Joseph
B. McCormick was born in Tennessee and raised on a farm in Indiana.
He graduated cum laude from Florida Southern College with majors in
chemistry and mathematics. He lived in Brussels and attended the Alliance
Francaise and the Free University for a year to acquire sufficient
French to enable him to teach sciences and mathematics in a secondary
school in the Congo (Kinshasa). He worked in the local hospital, that
introduced him to medicine and particularly tropical medicine. He
entered Duke Medical School in 1967 from which he graduated in 1971,
having also obtained an MS from Harvard School of Public Health in
1970. His did an internship and residency in pediatrics at Children's
Hospital of Philadelphia under Dr. C. Everett Koop.
In 1974,
Dr. McCormick became an Epidemic Intelligence Service Officer (EIS),
at the CDC. He was also a fellow in the Preventive Medicine Residency
Program at the Centers for Disease Control. As an EIS officer, he
was a PAHO/CDC consultant for the Brazilian government for meningococcal
meningitis during the extensive outbreaks from 1974-1976. On completion
of his epidemiology training, he went to West Africa to found the
CDC Lassa fever Research Project in Sierra Leone. Just as he was setting
up this project, his knowledge of language and culture in the Congo
was put to the test and he was called to join the team investigating
the first Ebola epidemic in 1976. He returned after this investigation
to Sierra Leone, living and working for three years in the Eastern
Province, conducting extensive and definitive studies of the epidemiology
and treatment of Lassa hemorrhagic fever. Data from these years included
a landmark publication in the New England Journal of Medicine on definitive
effective antiviral treatment for this disease. He returned to Atlanta
in 1979 and became Chief, Special Pathogens Branch, Division of Viral
Diseases at the Centers for Disease Control. In 1979, he also led
a WHO team in investigating a second Ebola hemorrhagic fever outbreak
in Sudan.
He was
director of the Biosafety level 4 laboratories at CDC for 9 years,
and inaugurated the current BSL 4 facility at CDC. He was also director
of the WHO Collaborating Center for Viral Hemorrhagic Fevers. During
this period, he also became involved in the study of HIV/AIDS in Africa,
leading the original team that established the Project SIDA in Kinshasa,
Zaire, and later led the team that established the Project Retro-Ci
in Abidjan, Ivory Coast. He co-authored numerous papers in major journals,
including Science, and established a key point in the natural history
of HIV infection in Africa, reported in the New England Journal of
Medicine, by testing specimens saved in his laboratory from the 1976
Ebola outbreak including isolation of the oldest HIV virus.
In 1993,
he was recruited to take up the post of Chairman, Community Health
Sciences Department, at the Aga Khan University Medical School (AKU).

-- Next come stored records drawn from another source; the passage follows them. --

Issue #403, opened 2019-01-01
night mode


fdb-hiroshima:
From Matrix : 
> One minor thing: no night mode.

Some users prefer a darker theme, it would be great to have a simple switch somewhere on most pages to switch between two color themes, the one we already have, and a darker "night mode" one. Before implementing that, we should take into account how it should interact with #354 

Plume version (and/or commit): 0.2.0

igalic:
there's also this CSS draft https://drafts.csswg.org/mediaqueries-5/#prefers-color-scheme

AnaGelez:
Can we consider this as fixed now that we have a dark theme by default too? The only issue is that it doesn't respect `prefers-color-scheme`, but I don't really know if we could easily have an "automatic" version of the default theme, that switches between ligth and dark based on that.

igalic:
Chrome, Firefox and Safari already [support it](https://developer.mozilla.org/en-US/docs/Web/CSS/@media/prefers-color-scheme#Browser_compatibility)
as do most mobile browsers.
I think we can just add it, since CSS falls back gracefully (ignores things it doesn't know) we should be safe.

AnaGelez:
Oh, I had an idea, we could just use `@import` at the end of the CSS file to import the other variant when needed.

> although, i have no idea how to set my preference in my Firefox.

Probably some flag in about:config for the moment? Or maybe it uses the preference from your DE?

PR #624, opened 2019-06-21
Theming

### LINKED ISSUE #354: Allow customised blogs at user-level
A page or area where you can customise the way blog posts look for your (the user) posts only would be appreciated. A simple GUI and also (or alternatively) a custom CSS text area. This could enhance blogs and would be a great feature to add. WriteFreely are doing it successfully.

AnaGelez:
- Custom CSS for blogs
- Custom themes for instance
- New dark theme
- UI for admin to upload new theme (or delete them)
- UI to choose your theme

image

Instance level themes are just CSS files, stored in `static/css` (see `Instance::list_themes`).

TODO:

- [x] Federate blog themes
- [x] Escape url()/import
- [x] Add a way to avoid conflicts between blog and instance themes
- [x] UI to disable blog CSS (the option is already in the database, just need to add a checkbox in the settings)
- [x] SQlite migrations
- [x] Documentation

Fixes #354, #403


migrations/postgres/2019-06-19-141114_themes/up.sql
```diff
@@ -0,0 +1,4 @@
+-- Your SQL goes here
+ALTER TABLE blogs ADD COLUMN custom_css TEXT;
+ALTER TABLE users ADD COLUMN preferred_theme VARCHAR;
```
igalic: this should be a cookie setting

I really hope this is a cookie setting.

BaptisteGelez: Why should it be a cookie setting? Storing it in the database as the advantage of having it synced across devices (and also it will never expire).

igalic: you'd have to sync it to the cookie, but that way it'd be easier & quicker to access.

BaptisteGelez: The whole user struct is already loaded for every page anyway, I'm not sure it is going to make a real difference :woman_shrugging:

fdb-hiroshima:
is it still ready for review considering the design flaw pointed regarding arbitrary css security?

BaptisteGelez:
No, I'm implementing another approach, I think I will be able to push it this evening.

BaptisteGelez:
If you want to review this PR, the new version is there. Admins should now approve remote blog themes, but they may contain anything. Once a theme is approved, it is also available for use on this instance. Admins can also upload themes if they have SSH acces to their instance: they just need to create a folder called "blog-SOMETHING" in `static/css`, and add the theme files inside.

I will update the docs too.

trwnh:
Does it really make sense to have admins approve remote blog themes? Using remote resources on the local site seems fragile and prone to many more errors in the future. I think it makes more sense to limit themes to site-wide and local-user. 

More generally, this is an issue that has to do with the way articles federate in Plume -- the HTML is delivered and cached to many different sites that may have varying CSS. Federating CSS as well is, I think, out-of-scope of ActivityPub (although there is nothing preventing this). In any case, it is much simpler to say that users should view the original URL if they wish to read the article with the original CSS.

fdb-hiroshima:
I'm not sure this is an actual concern but how does it play with caching? Where are the file stored and are they given a unique name (hash based?)?

BaptisteGelez:
The themes are stored in `static/css` so they should integrate with the current caching system I think?

fdb-hiroshima:
I think they are cached, but not evicted when modified, so client might think the file was not updated when it was. Adding a timestamp, a hash, a random string or anything to the name (`myfile-DEADBEEF1312.css`) would fix it

BaptisteGelez:
I think it is going to be quite difficult, because in the current implementation, the main theme file should be named `theme.css`, and it may load other files of the theme, so we would have to find a way to detect the main theme file even if it has a hash in its name, and to edit all `url()`/`@import` inside of it to make sure other files are correctly loaded too… Maybe we can just set a default cache duration of one week or something like that, with a HTTP header? Or is it a problem not to have the latest theme update for a few days?

fdb-hiroshima:
Even 7 days is quiet long and will definitely be reported as a bug at some point. I'm at work currently, maybe we can discuss of it later on riot?

BaptisteGelez:
OK, feel free to ping me when you want to talk about it :)

migrations/sqlite/2019-06-21-154916_themes/down.sql
```diff
@@ -0,0 +1,88 @@
...
+    ap_url,
+    private_key,
+    public_key,
+    shared_inbox_url,
+    followers_endpoint,
+    avatar_id,
+    last_fetched_date,
+    fqn,
+    summary_html
+FROM users;
```
fdb-hiroshima: sqlite migration mi amor

plume-models/src/instance.rs
```diff
@@ -186,6 +186,60 @@ impl Instance {
...
+                        f.path()
+                            .file_name()
+                            .and_then(std::ffi::OsStr::to_str)
+                            .map(std::borrow::ToOwned::to_owned)
+                    })
+                    // Ignore the one starting with "blog-": these are the blog themes
+                    .filter(|f| !f.starts_with("blog-"))
+                    .collect()
+            })
+            .unwrap_or_default()
```
fdb-hiroshima: in case of error, return empty `Vec`? I think returning a `Result<...>` would make more sens, to have a proper error in case of.. error

plume-models/src/instance.rs
```diff
@@ -186,6 +186,60 @@ impl Instance {
...
+                        f.path()
+                            .file_name()
+                            .and_then(std::ffi::OsStr::to_str)
+                            .map(std::borrow::ToOwned::to_owned)
+                    })
+                    // Only keep the one starting with "blog-": these are the blog themes
+                    .filter(|f| f.starts_with("blog-"))
+                    .collect()
+            })
+            .unwrap_or_default()
```
fdb-hiroshima: Same goes

plume-models/src/users.rs
```diff
@@ -202,30 +204,6 @@ impl User {
             .map_err(Error::from)
     }
 
-    pub fn update(
```
fdb-hiroshima: so this whole function was useless? Some other must be too then

AnaGelez: Yes, I would like to do a big code cleanup one day, removing all `pub`, progressively reintroducing them until it compiles, and remove everything that Rust says is unused.

PR #646, opened 2019-08-21
Replace the input! macro with an Input builder

AnaGelez:
Pros:

- less ambiguities
- more type safety
- less cloning (we don't clone forms for each input anymore)

Cons:
- more verbose (but at the same time it is easier to parse IMO)
- less natural syntax


fdb-hiroshima:
Maybe implementing https://docs.rs/ructe/0.6.2/ructe/templates/trait.ToHtml.html would make more sens than a stand-alone function? Also, clippy is complaining about conventions, to_* usually take by reference

AnaGelez:
I thought about it, but my function takes a `gettex::Catalog`, while `ToHtml::to_html` doesn't. I could have passed it as an argument to `Input::new` tho.

But I made the commit before reading your review, so it is `Input::html` now (I can still change it if you prefer).

igalic:
definitely, what @fdb-hiroshima said

fdb-hiroshima:
I did not notice the Catalog. It was just a suggestion, but as it's totally fine as is

fdb-hiroshima:
As `.html()` take the Catalog, and the provided label in Input::new is _always_ translated, can't it be translated transparently from `.html()` instead of explicitly each time? (I don't know if it would be better or worst, that's an actual question)

AnaGelez:
gettext-macros requires strings that are known at compile time, so that it can add them to the .pot file. With the latest version of the crate (which requires Rust 2018 for some reason, so we can't use it now), there is a new macro, called `t` that would allow us to do:

```rust
Input::new("email", t!("Your email address"))
    .input_type("email")
    .html(catalog);
```

Which would be a bit better (but we can't really do anything else than that I think, these strings should be marked as translatable with a macro at some point).

src/template_utils.rs
```diff
@@ -247,98 +344,27 @@ macro_rules! input {
...
-            } else {
-                String::new()
-            },
-            val = escape(&$form.$name),
-            props = $props
+            details = self
+                .details
+                .map(|d| format!("<small>{}</small>", d))
+                .unwrap_or_default(),
+            error = self.error.unwrap_or_default(),
```
fdb-hiroshima: I think error is no longer put in a `<p class="error" dir="auto">{}</p>`

templates/blogs/new.rs.html
```diff
@@ -9,7 +9,11 @@
 @:base(ctx, i18n!(ctx.1, "New Blog"), {}, {}, {
   <h1 dir="auto">@i18n!(ctx.1, "Create a blog")</h1>
   <form method="post" action="@uri!(blogs::create)">
-      @input!(ctx.1, title (text), "Title", form, errors, "required minlength=\"1\"")
+      @(Input::new("title", i18n!(ctx.1, "Title"))
+      		.default(&form.title)
+      		.error(&errors)
+      		.set_prop("minlength", 1)
```
fdb-hiroshima: previously had the `required`property

templates/instance/admin.rs.html
```diff
@@ -17,7 +17,11 @@ <h1>@i18n!(ctx.1, "Administration")</h1>
   ])
 
   <form method="post" action="@uri!(instance::update_settings)">
-    @input!(ctx.1, name (text), "Name", form, errors.clone(), "props")
```
fdb-hiroshima: what was `props`, why is it gone?

templates/blogs/new.rs.html
fdb-hiroshima: mb, it's added automagically when not optional

templates/instance/admin.rs.html
AnaGelez: I don't know to be honest, but it clearly was here by mistake (this argument was for additional HTML properties).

He has established an epidemiology program, resembling the CDC Field
Epidemiology Training Programs, but built on an academic private university
model, with a Masters' degree in Epidemiology. At least 45 papers
have now been published by faculty and trainees from this period.
He left Pakistan in early 1997 and moved to France where he founded
epidemiology programs for the Institute Pasteur and for Aventis Pasteur,
the world's largest vaccine manufacturer. On January 1st. 2001, he
took up the position of Assistant Dean, UT Houston School of Public
Health, with responsibility for the new Brownsville campus.
His many
awards include humanitarian awards from Florida Southern College and
Duke University Medical School. He has held several university positions
and had over 30 consultancies with organizations such as the WHO,
Pan American Health Organization. He has acted as reviewer for many
journals.
Recently
his activities in viral hemorrhagic fevers and major contributions
to the science and epidemiology of emerging pathogens have been aired
on television, newspapers and periodicals and in several books for
the lay reader. With his wife, Sue Fisher-Hoch he co-authored a popular
account of their adventures that was translated into nine languages,
and has been reissued in hard cover and paperback by Barnes and Noble.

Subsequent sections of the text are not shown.